About Kristin and Bird's Tail Designs
“My struggle with chronic pain led to a passion for telling stories through jewelry, a passion for helping other women feel strong, beautiful and confident.” - Kristin
As a first post and introduction to the new chapter of Bird’s Tail, I am beyond excited to welcome you to the Bird’s Tail Blog! This is the first in a series of stories behind the layers - stories of daily inspirations and musings about everyday life, fashion trends and selfcare. These stories are an exploration of the layered, female life. I introduce to you: #livinginlayers.
Where it all started:
The first story that I want to share isn’t an easy one for me to tell, but it is the story of how Bird’s Tail came to be, the story that brought us to this moment together. It’s the story about my past, my struggle with health and the dangers of “perfection,” the story of a high school English teacher, turned mother, jewelry designer and yoga fanatic…
In my past, I strived for perfection, as many women do, I worried about EVERYTHING. I wanted to be a PERFECT mother. a PERFECT wife, a PERFECT teacher. But I was exhausted. And I got sick. This venture to perfection forced me to break down both mentally and physically.
In my eighth year as a full-time high school English teacher and mom of two (at the time), I developed debilitating, chronic headaches that soon spread across my entire body.
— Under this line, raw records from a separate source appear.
Issue #864, opened 2016-12-29
Use annotators instead of duplicating grammar rules


matklad:
In out `RustParser.bnf` file, there's a pattern repeated thrice, for `function`, `constant` and `type_alias`. 

A `fake` rule is defined to describe a single PSI element, and then a number of implementations (`elementType = bla-bla-bla`) of this rules are provide. The goal of this implementations is to enforce small syntactic differences. For example, top level functions always have body, but functions in interfaces can just end in `;`. 

A better way to handle this is to have exactly one non fake rule in `.bnf` and write a custom annotator which would say something like "top level functions must have a body, change `;` to `{}`?". See, how this is done in Kotlin: if you write `override fun foo()` at the top level, the PSI will containg a `FUN`, which would be annotated with two errors (an extra override and a missing body). 

So this issue is exactly about removing special casing in the parser and writing an annotator. The best place to start is `constant`, then `type_alias`. `function` might prove to be tricky, because different functions have different grammar for parameters ([I hate this](https://github.com/rust-lang/rfcs/pull/1685)). It might be useful to look at the Kotlin's annotator!

alygin:
I'll take constants for starters. It looks like many of [these errors](https://github.com/intellij-rust/intellij-rust/issues/886) should also be handled by annotators, so it'll be a good practice.

alygin:
BTW, what is the `default` contextual keyword referenced from many grammar rules but absent in the Rust docs? Is it extinct or did I neglect something important in the docs?

matklad:
It's a part of specialization: https://github.com/rust-lang/rfcs/blob/master/text/1210-impl-specialization.md

The specialization hasn't hit stable yet, but we have to support it on the syntactic level because the standard library uses nightly features.

alygin:
Oh, good to know. But why doesn't the grammar kit generate a field in `RustConstantElement` for it?

matklad:
It's because `default` is generated by an external rule, and GrammarKit can't undestand external rules. The external rule itself is needed because the keyword is contextual, so we need to remap identifier to the keyword. 

You need to define `fun RustConstantElement.getDefault(): PsiElement? = findChildByType(RustTokenElementTypes.DEFAULT)` manually.

alygin:
@matklad, could you, please, [have a look](https://github.com/alygin/intellij-rust/commit/a03d1d17f693c46056ebda3d4f76596cd4f444ef), if I got the idea correctly?

[...]

PR #892, opened 2017-01-04
(GRAM): Switch from multi-rule mode to annotations for constants

alygin:
The first part of changes to make #864 happen. The `constant` grammar rule has no variants any more and all the specifics of its usage in different contexts are handled by  `RustInvalidSyntaxAnnotator`.

There's a slight problem that I described in [this comment](https://github.com/intellij-rust/intellij-rust/issues/864#issuecomment-270430613). I've TODOed tests ([one](https://github.com/intellij-rust/intellij-rust/compare/master...alygin:gram-to-annot?expand=1#diff-14ef865dc1201f0af9825a321e09bc3dR52), [two](https://github.com/intellij-rust/intellij-rust/compare/master...alygin:gram-to-annot?expand=1#diff-14ef865dc1201f0af9825a321e09bc3dR64)) that break if you uncomment the provided lines and add them to the test because `GeneratedParserUtilBase` adds its own errors.


matklad:
Hm, the example from the comment seems to work as expected here:

constatns


There are two errors generated by the annotator, with nice messages.

Have you run `Generate Parser` task after modifying `Rust.bnf`?

matklad:
Tough TODO tests are failing... Investigating.

matklad:
Aha, I've found the culprit! It's

```
private trait_member_recover ::= !('#' | vis | EXTERN | CONST | UNSAFE | FN | TYPE_KW | '}')
```

This is the rule defining which tokens should be skipped after parsing a declaration inside a trait. There's no `default` in this list, so in

```
trait T {
  fn foo();
  default const S: i32 = 0;
}
```

parser will parse `foo` and then skip over `default`, marking it as an error. To fix it, you should change the recover rule to

```
private trait_member_recover ::= !('#' | vis | EXTERN | CONST | UNSAFE | FN | TYPE_KW | '}' | "default" )
```

It's important to undestand that this recover rule is always called, even if the previous element was parsed correctly. So a wrong `recoverWhile` can introduce spurious syntax errors into the valid file.

alygin:
Thanks! Then maybe `STATIC` should also be added to `trait_member_recover` and `impl_member_recover`?

src/main/kotlin/org/rust/ide/annotator/RustInvalidSyntaxAnnotator.kt
```diff
@@ -19,6 +24,45 @@ class RustInvalidSyntaxAnnotator : Annotator {
...
+            if (el != null) null else holder.createErrorAnnotation(highlightElements.combinedRange() ?: TextRange.EMPTY_RANGE, message)
+
+        private fun deny(el: PsiElement?, message: String, vararg highlightElements: PsiElement?): Annotation? =
+            if (el == null) null else holder.createErrorAnnotation(highlightElements.combinedRange() ?: el.textRange, message)
+
+        private fun Array<out PsiElement?>.combinedRange(): TextRange? {
+            var range: TextRange? = null
+            filterNotNull()
+                .map { it.textRange }
+                .forEach { range = range?.union(it) ?: it }
```
matklad: `reduce(TextRange::union)`

src/main/kotlin/org/rust/lang/core/psi/impl/mixin/RustConstantImplMixin.kt
```diff
@@ -34,3 +34,23 @@ val RustConstantElement.kind: RustConstantKind get() = when {
...
+        is RustItemsOwner -> RustConstantRole.FREE
+        is RustTraitItemElement -> RustConstantRole.TRAIT_CONSTANT
+        is RustImplItemElement -> RustConstantRole.IMPL_CONSTANT
+        is RustForeignModItemElement -> RustConstantRole.FOREIGN
+        else -> error("Unexpected constant parent: $parent")
+    }
+}
+
+val RustConstantElement.default: PsiElement?
+    get() = node.findChildByType(RustTokenElementTypes.DEFAULT) as? PsiElement
```
matklad: `?.psi` looks nicer that a cast.

matklad:
>Thanks! Then maybe STATIC should also be added to trait_member_recover and impl_member_recover?

Yep! If this is not covered by the annotator tests, you can add it to `org.rust.lang.core.parser.RustCompleteParsingTestCase`.

matklad:
>If this is not covered by the annotator tests

Though annotator test is preferable. It tests the user visible functionality, while parser tests test internal representation, so they are way more fragile and don't actually test the stuff we are really interesting in!

src/main/kotlin/org/rust/ide/annotator/RustInvalidSyntaxAnnotator.kt
```diff
@@ -19,6 +24,44 @@ class RustInvalidSyntaxAnnotator : Annotator {
...
+        }
+
+        private fun require(el: PsiElement?, message: String, vararg highlightElements: PsiElement?): Annotation? =
+            if (el != null) null else holder.createErrorAnnotation(highlightElements.combinedRange ?: TextRange.EMPTY_RANGE, message)
+
+        private fun deny(el: PsiElement?, message: String, vararg highlightElements: PsiElement?): Annotation? =
+            if (el == null) null else holder.createErrorAnnotation(highlightElements.combinedRange ?: el.textRange, message)
+
+        private val Array<out PsiElement?>.combinedRange: TextRange?
+            get() = if (isEmpty())
```
alygin: Unfortunately, `fold` with an empty initial range won't work as needed here because it will always produce ranges that start from (0, 0).

matklad:
@alygin anything else you want to do in this PR?

alygin:
I could add parsing tests for constants if you think they are necessary, though it'll take some time. Otherwise no. I think I'll add quick fixes in a separate PR.

matklad:
Let's merge this then! Thanks a lot!

PR #893, opened 2017-01-04
(GRAM): Switch from multi-rule mode to annotator for type aliases

alygin:
Here's the second part of #864. Type aliases grammar rule is unified and all the checks are moved to `RustInvalidSyntaxAnnotator`. I've also extracted detection of two Rust errors related to the issue (E0202, E0449) and provided them with the same messages as rustc produces.

Unfortunately, there's one broken parsing test I can't fix: `RustPartialParsingTestCase > testTraitBody`. It looks like a recovery problem we faced earlier, but I have no clue how to solve it. The parser just interprets some gibberish as a beginning of a type alias statement.

@matklad, could you, please, take a look at it?

### DIFF
--- a/src/main/grammars/RustParser.bnf
+++ b/src/main/grammars/RustParser.bnf
@@ -269,7 +269,7 @@ private attrs_and_vis ::= outer_attr* vis?
 private attrs_default_vis ::= outer_attr* DEFAULT? vis?
 
 private item ::= constant
-               | type_item
+               | type_alias
                | fn_item
                | trait_item
                | impl_item
@@ -690,7 +690,7 @@ trait_item ::= attrs_and_vis UNSAFE? TRAIT IDENTIFIER generic_params? type_param
 private trait_body ::= '{' trait_member* '}' { pin = 1 }
 
 // TODO: use upper rules and inheritance here
-private trait_member ::= !'}' ( constant | trait_type_member | trait_method_member ) {
+private trait_member ::= !'}' ( constant | type_alias | trait_method_member ) {
   pin = 1
   recoverWhile = trait_member_recover
 }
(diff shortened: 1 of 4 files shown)


matklad:
Do you see  ` PsiErrorElement:type expected, got 'intellijidearulezz'` instead of `PsiErrorElement:'intellijidearulezz' unexpected`? This is perfectly fine: we don't pay any attention at the moment to the error messages generated by grammar kit. Just change the `.txt` file with results. 

The purpose of partial tests is not to check for error messages, but to make sure that the code after the error is properly parsed. Try removing `recoverWhile` attribute form `trait_member` rule and see how this affects this test case.

matklad:
BTW, this is exactly "parser tests are fragile" instance I was complaining about :)

matklad:
I'll fix parser tests myself and merge this now: I want to change PSI a bit and don't want to cause merge conflicts within the `.txt` files of parser tests

alygin:
Yes, I saw the message. The problem is that I didn't understand the reason this message appeared. There's nothing significant had been changed in grammar that should have changed the message from 'unexpected `iir`' to 'type expected, got `iir`'. Why in the world is it expecting a type in this code snippet:

```rust
trait Foo {
    intellijidearulezz
}
```

?

Thanks for fixing and merging!

matklad:
Frankly speaking I don't know :) `type` here means the `type` keyword (the beginning of type alias. And it is reasonable to see it here, because we are parsing a list of `trait_member`s at this point
 
```
private trait_body ::= '{' trait_member* '}' { pin = 1 }

private trait_member ::= !'}' ( constant | trait_type_member | trait_method_member ) {
  pin = 1
  recoverWhile = trait_member_recover
}
```

and `type` token belongs to `FIRST(trait_member)`. I think that before Grammar Kit could have got confused before because of the `elementType = ` attributes? `consumeTokenMethod(".*") = "consumeTokenFast"` is another thing that affects which error messages are generated.

PR #1375, opened 2017-06-26
Type infer item 2

matklad:


matklad:
@farodin91 this is basically slightly refactored #1242. I've tried to thread all the necessary information about type parameters via `Ty`s and `BoundElement`s, instead of relying on paths and trait refs.

matklad:
bors r+

closes #1242

PR #1377, opened 2017-06-27
(c)

matklad:


mkaput:
I think we could configure intellij to automatically manage license comments

matklad:
>I think we could configure intellij to automatically manage license comments

Yep, I've used the copyright plugin to actually update the copyrights. However, it is important to check them during CI, and looks like nothing can beat a little bash script here :) There are a couple of Gradle plugins for licenses there, but they all seemed kind of clunky to me :(

mkaput:
I have nothing against bash, just it would be nice if intellij would automatically insert license comment in new files :)

matklad:
Hm, yeah, I think I can try to figure out how to share copyright's plugin config...

mkaput:
It's stored in `.idea/copyright` if I recall correctly

matklad:
Yep, you are right! https://github.com/intellij-rust/intellij-rust/commit/4f40440a0033eaae0ed77418e382001011e5fa07

PR #1378, opened 2017-06-27
TYPE: Rainbow highlighter for variable

farodin91:
Has anyone a idea for a better icon?
screenshot from 2017-06-27 10-10-16

### DIFF
--- a/src/main/kotlin/org/rust/ide/highlight/RsRainbowVisitor.kt
+++ b/src/main/kotlin/org/rust/ide/highlight/RsRainbowVisitor.kt
@@ -1,0 +1,47 @@
+/*
+ * Use of this source code is governed by the MIT license that can be
+ * found in the LICENSE file.
+ */
+
+package org.rust.ide.highlight
+
+import com.intellij.codeInsight.daemon.RainbowVisitor
+import com.intellij.codeInsight.daemon.impl.HighlightVisitor
+import com.intellij.psi.PsiElement
+import com.intellij.psi.PsiFile
+import org.rust.lang.core.psi.*
+import org.rust.lang.core.psi.ext.descendantsOfType
+import org.rust.lang.core.psi.ext.parentOfType
+
+class RsRainbowVisitor : RainbowVisitor() {
+    override fun suitableForFile(file: PsiFile): Boolean = file is RsFile
+
+    override fun clone(): HighlightVisitor = RsRainbowVisitor()
+
+    override fun visit(element: PsiElement) {
+        val visitor = object : RsVisitor() {
+            override fun visitFunction(fn: RsFunction) = processFunctionVisitor(fn)
+        }
+        element.accept(visitor)
+    }
+
+    private fun processFunctionVisitor(fn: RsFunction) {
+        val patBindings = fn.descendantsOfType<RsPatBinding>()
+        val bindings = patBindings
+            .map { b -> b to patBindings.filter { it.name == b.name }.indexOf(b) }
+        val paths = fn.descendantsOfType<RsPath>()
+            .filter { it.parent !is RsCallExpr }
+        bindings.forEach { (first, second) ->
+            addInfo(first, first.referenceNameElement, second)
+        }
+        for ((first, second) in paths.map { it to it.reference.resolve() as? RsPatBinding }) {
+            val binding = second ?: continue
+            val num = bindings.find { it.first == binding }?.second ?: continue
+            addInfo(binding, first, num)
+        }
+    }
+
+    private fun addInfo(ref: RsPatBinding, rainbowElement: PsiElement, num: Int) {
+        addInfo(getInfo(ref, rainbowElement, "${ref.name}_$num", null))
+    }
+}
--- a/src/test/kotlin/org/rust/ide/highlight/RsRainbowVisitorTest.kt
+++ b/src/test/kotlin/org/rust/ide/highlight/RsRainbowVisitorTest.kt
@@ -1,0 +1,52 @@
+/*
+ * Use of this source code is governed by the MIT license that can be
+ * found in the LICENSE file.
+ */
+
+package org.rust.ide.highlight
+
+import org.rust.lang.RsTestBase
+
+class RsRainbowVisitorTest : RsTestBase() {
+
+    fun checkRainbow(code: String, isRainbowOn: Boolean = true, withColor: Boolean = false) {
+        myFixture.testRainbow(
+            "main.rs",
+            code,
+            isRainbowOn, withColor)
+    }
+
+    fun testPathBinding() = checkRainbow("""
+        fn main() {
+            let mut <rainbow>test</rainbow> = "";
+            <rainbow>test</rainbow> = "";
+        }
+    """)
+
+    fun testFunctionBinding() = checkRainbow("""
+        fn foo() {}
+        fn main() {
+            foo();
+        }
+    """, true)
+
+    fun testDifferentColor() = checkRainbow("""
+        fn main() {
+            let mut <rainbow color='ff000002'>test</rainbow> = "";
+            <rainbow color='ff000002'>test</rainbow> = "";
+            let mut <rainbow color='ff000004'>test</rainbow> = "";
+            <rainbow color='ff000004'>test</rainbow> = "";
+        }
+    """, withColor = true)
+
+    fun testComplexDifferentColor() = checkRainbow("""
+        fn foo(<rainbow color='ff000002'>test</rainbow>: i32) {
+            let <rainbow color='ff000002'>x</rainbow> = <rainbow color='ff000002'>test</rainbow> + <rainbow color='ff000002'>test</rainbow>;
+            let <rainbow color='ff000002'>y</rainbow> = {
+               let <rainbow color='ff000004'>test</rainbow> = <rainbow color='ff000002'>x</rainbow>;
+            };
+            <rainbow color='ff000002'>test</rainbow>
+        }
+    """, withColor = true)
+
+}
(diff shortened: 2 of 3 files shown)


src/main/kotlin/org/rust/ide/icons/RsIcons.kt
```diff
@@ -68,6 +68,7 @@ object RsIcons {
     val IMPLEMENTING_METHOD = AllIcons.Gutter.ImplementingMethod!!
     val OVERRIDING_METHOD = AllIcons.Gutter.OverridingMethod!!
     val RECURSIVE_CALL = AllIcons.Gutter.RecursiveMethod!!
+    val VARIABLEN_SHADOWING = AllIcons.Gutter.Colors!!
```
mkaput: Variablen

mkaput:
Is there any language plugin that does such checks? I'm looking whether there is any precedence for icons for such gutter

matklad:
I feel that the underlying problem here should probably be solved with semantic highlighting: https://blog.jetbrains.com/pycharm/2017/01/make-sense-of-your-variables-at-a-glance-with-semantic-highlighting/

farodin91:
@matklad This idea looks good.

farodin91:
@matklad Do you have any example for a semantic highlight?

matklad:
@farodin91 I think `JavaRainbowVisitor` and `JavaRainbowVisitor` classes are worth looking into. 

By the way, I didn't know about this example beforehand, it's just possible to find it in the idea repository, following the trace starting from the linked blog post.

It says 

>This feature is disabled by default but can be found in Settings → Editor → Colors & Fonts → Language Defaults → Semantic highlighting.

And indeed there's a "Semantic highlighting" string in the IDEA UI. So it's possible to search for it: 

https://github.com/JetBrains/intellij-community/search?utf8=%E2%9C%93&q=Semantic+Highlighting&type=

Luckily, there aren't that many results, and there's only one entry in `.properties` file, which holds the UI string:

> color.settings.rainbow.demo.header.1=Semantic highlighting

So, it tells us that code word for this feature inside a platform is `ranbow`, and it also tells us the property key. After this step, we can either search for classes with `Rainbow` in class name, or we can search for `color.settings.rainbow.demo.header.1`, both of which bring us `com.intellij.codeHighlighting.RainbowHighlighter` which I think is an entry point to this whole subsystem. Hope this are some useful hints! :)

farodin91:
@matklad thank you

farodin91:
screenshot from 2017-06-29 08-38-29
@matklad Which variant do you like more?

matklad:
@farodin91 rainbow highlighting looks better :)

farodin91:
I will remove the gutter.

farodin91:
@matklad Any idea how to rewrite an test?

matklad:
Doesn't `RsHighlightingAnnotatorTest` work for this case?

matklad:
Hm, there's `com.intellij.testFramework.fixtures.CodeInsightTestFixture#testRainbow`.

farodin91:
I add a test

src/test/kotlin/org/rust/ide/highlight/RsRainbowVisitorTest.kt
```diff
@@ -0,0 +1,39 @@
...
+            let mut test = "";
+            test = "";
+            //X
+        }
+    """)
+
+    fun testFunctionBinding() = checkRainbow("""
+        fn foo() {}
+        fn main() {
+            foo();
```
matklad: Hm, shouldn't we have some `<rainbow>` tags in here? Like this: https://github.com/JetBrains/intellij-community/blob/fb1792bc5d19aa616429a26ac447b7f3cee8f355/java/java-tests/testSrc/com/intellij/java/codeInsight/daemon/LightRainbowHighlightingTest.java#L41

Does this test actually fail if there's a bug in rainbow highlighter? 

I thing we should also add more flawourful tests here, to make sure that we actually handle shadowing right.

Something like

```
fn foo(param: i32) {
   let x = param + param; // the first three params should be colored using the same color;
let y = {
   let param = x + y; // now *first* param should use  use a different color;
};
  param // and this shoulduse the original color. 
}

```

src/test/kotlin/org/rust/ide/highlight/RsRainbowVisitorTest.kt
```diff
@@ -0,0 +1,39 @@
...
+package org.rust.ide.highlight
+
+import org.intellij.lang.annotations.Language
+import org.rust.lang.RsTestBase
+import org.rust.lang.core.psi.RsPatBinding
+import org.rust.lang.core.psi.RsPath
+
+class RsRainbowVisitorTest : RsTestBase() {
+    fun checkRainbow(@Language("Rust") text: String) {
+        InlineFile(text)
```
matklad: Looks like `testRainbow` does `configureByFile` internally, so `InlineFile` does not have any effect.

farodin91:
@matklad Resolved!

src/test/kotlin/org/rust/ide/highlight/RsRainbowVisitorTest.kt
```diff
@@ -0,0 +1,52 @@
...
+            let mut <rainbow color='ff000004'>test</rainbow> = "";
+            <rainbow color='ff000004'>test</rainbow> = "";
+        }
+    """, withColor = true)
+
+    fun testComplexDifferentColor() = checkRainbow("""
+        fn foo(<rainbow color='ff000003'>param</rainbow>: i32) {
+            let <rainbow color='ff000003'>x</rainbow> = <rainbow color='ff000003'>param</rainbow> + <rainbow color='ff000003'>param</rainbow>;
+            let <rainbow color='ff000001'>y</rainbow> = {
+               let <rainbow color='ff000003'>param</rainbow> = <rainbow color='ff000003'>x</rainbow>;
```
matklad: Hm, ` <rainbow color='ff000003'>param</rainbow> ` does not look right... It's not the same param as in the `fn foo(param: i32)`, so it should probably use a different color.

matklad: But it works for me in the editor... I wonder why is that...

src/main/kotlin/org/rust/ide/highlight/RsRainbowVisitor.kt
```diff
@@ -0,0 +1,45 @@
...
+
+    private fun processPatBindingVisitor(ref: RsPatBinding) {
+        addInfo(ref, ref.referenceNameElement, "${ref.referenceName}_${ref.textOffset}")
+    }
+
+    private fun processPathVisitor(element: RsPath) {
+        val ref = element.reference.resolve() ?: return
+        when (ref) {
+            is RsPatBinding ->
+                addInfo(ref, element, "${ref.referenceName}_${ref.textOffset}", RsColor.IDENTIFIER.textAttributesKey)
```
matklad: Why do we need to include a `textOffest` here? It causes all of the colors change after the char is typed, because `textOffset`s of all the following identifiers are shifted.

Local typing should not change colors of other variables.

farodin91: I add the offset to get a different color

matklad: Hm, that's interesting! looks like the upstream API is indeed unprepared for handling shadowing... However, prepending an offset is not an option, exactly because it changes all colors on typing. I wonder if we can come up with something more stabe than offset to disambiguate between shadowed names.

farodin91:
@matklad Both are resolved. I use the hashcode as the name.

farodin91:
I like the a idea of hashcode but the test is inconsistent.

farodin91:
My updated version is the name and the index of patbinding with the same name.

matklad:
Looks great now! The only thing I am worried about is that the current imple `PatBinding` inside a function. mentation is quadratic: we walk the whole function via `descendentsOfType` for each call to `addInfo`. Let's refactor this slightly, and use `visitFunction`, in the visitor, instead of `visitPath`/`visitPathBinding`.

Inside this `visitFunction`, we can collect all the shadowing info once (I think we need something like `Map<RsPatBinding, String>`), and then use it to highlight each binding.

farodin91:
@matklad Done. Code is a bit more complex now.

farodin91:
path doesn't work correct

farodin91:
@matklad Now path should work.

src/main/kotlin/org/rust/ide/highlight/RsRainbowVisitor.kt
```diff
@@ -0,0 +1,46 @@
...
+import org.rust.lang.core.psi.*
+import org.rust.lang.core.psi.ext.descendantsOfType
+import org.rust.lang.core.psi.ext.parentOfType
+
+class RsRainbowVisitor : RainbowVisitor() {
+    override fun suitableForFile(file: PsiFile): Boolean = file is RsFile
+
+    override fun clone(): HighlightVisitor = RsRainbowVisitor()
+
+    override fun visit(element: PsiElement) {
```
matklad: I think this can be `override fun visitFunction(fn: RsFunction)`?

farodin91: Do you think of this variant?

matklad: Ah, this is another kind of visitor altogether... Sorry for causing confusion then! Let's merge it, and I'll try to do some cleanups myself!

PR #1381, opened 2017-06-27
RES: resolve methods of derived traits

Undin:


src/main/grammars/RustParser.bnf
```diff
@@ -113,17 +113,32 @@ File ::= [ SHEBANG_LINE ] InnerAttr* Items
 // Attributes
 ///////////////////////////////////////////////////////////////////////////////////////////////////
 
-fake Attr ::= MetaItem
+fake Attr ::= MetaItem {
+  extends = "org.rust.lang.core.psi.ext.RsStubbedElementImpl<?>"
+  stubClass = "org.rust.lang.core.stubs.RsPlaceholderStub"
+}
```
matklad: Yep, stubbing all attributes seems like the right approach to me! And looks like we can now remove `val langAttribute: String?` from `RsTraitItemStub`, and `val pathAttribute: String?` from `RsModDeclItemStub`.

Undin: You want to save all `RsMetaItem` elements (identifier and literal value) into stub and use them, don't you?

matklad: Hm, yeah, perhaps we don't want to create stub nodes for all different Literal elements. I think we can store value as a `String?` for now!

Undin: Done

matklad:
bors r+

Thanks!

PR #1387, opened 2017-06-28
Trait impl unification

matklad:


matklad:
bros r+

mkaput:
Wip commit has slipped in

matklad:
hm, that's why I subconsciously typed bros =P

Undin:
It looks like bors hangs again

The pain got to the point that it felt impossible to get out bed in the morning.
I was scared. I was depressed. I had my first panic attack in the parking lot of Target.
I lost over twenty-five pounds. I had horrible thoughts of not wanting to go on anymore (thoughts which still make me feel guilty to this day). I saw countless doctors, was poked and prodded more times than I can remember and was put on a laundry list of medications to deal with my symptoms.
The doctors threw out terms like Myofascial Pain Syndrome, Fibromyalgia, TMJ Disorder, Anxiety, Depression.....
I went through the school year just going through the motions, not remembering much of it at all. And at the close of the school year, I decided to stop working all together and take some time to heal and find answers.
Determined to find a more natural way to heal, I started practicing yoga, changed the way I ate - cutting out gluten and most processed foods. I read books on managing my mind and utilizing my breath. I started incorporating essential oils into my everyday life.
Slowly I started to get better.
My pain lessened, my digestive issues were fewer and farer between. I even had a few pain free days here and there - a reality that I never thought was possible again. I started to find humor in things. I pursued my passion for yoga and even got certified to teach. And most surprisingly to me, I began making jewelry - as a hobby.
I became enamored with beads and stones and different metals, sketching out designs and bringing them to life with my hands. I used jewelry making as a form of storytelling. I turned to my yoga practice for inspiration for my shapes and forms. I looked to nature for ideas for movement in my creations.
Soon friends and family members began asking me to make them pieces too. And I did.
I would see people on the street and in stores wearing my creations and the satisfaction was beyond rewarding. I loved hearing that they felt beautiful wearing my jewelry!
It was then that I decided that I wanted to share my jewelry with the world - that I wanted to build my own jewelry brand.
I began teaching myself new jewelry making skills - watching videos, reading books, practicing different techniques and honing my skills. I felt alive. I felt free. I felt empowered. And as my passion grew, so did my vision for what I could do with these new skills.
And out of this crazy journey,
Bird's Tail Designs began.
Bird's Tail is the birth of many worlds for me; it is my journey through sickness, family, teaching and yoga - brought to life through shapes. metals, beads, chains, symbols and gemstones.
Because of the support of my husband, my three, beautiful daughters, employees and countless friends along the way, I am now a mother, a wife, a yoga teacher and a jewelry maker. I am not perfect, but I am perfectly defined in what I am meant to be. And even though I still struggle with chronic pain, I have found healthier ways to manage it.
My story is what developed Bird’s Tail Designs. It’s a story of passion, support and eventually, feat over the physical burdens that once took over my life. Each piece of jewelry I make is a story for women who are going through, have gone through, or may have a severe challenge in their lives. Together, we empower and support each other to rise above our challenges.
I thank you from the bottom of my heart for sharing in this journey with me, for helping to make Bird's Tail a reality.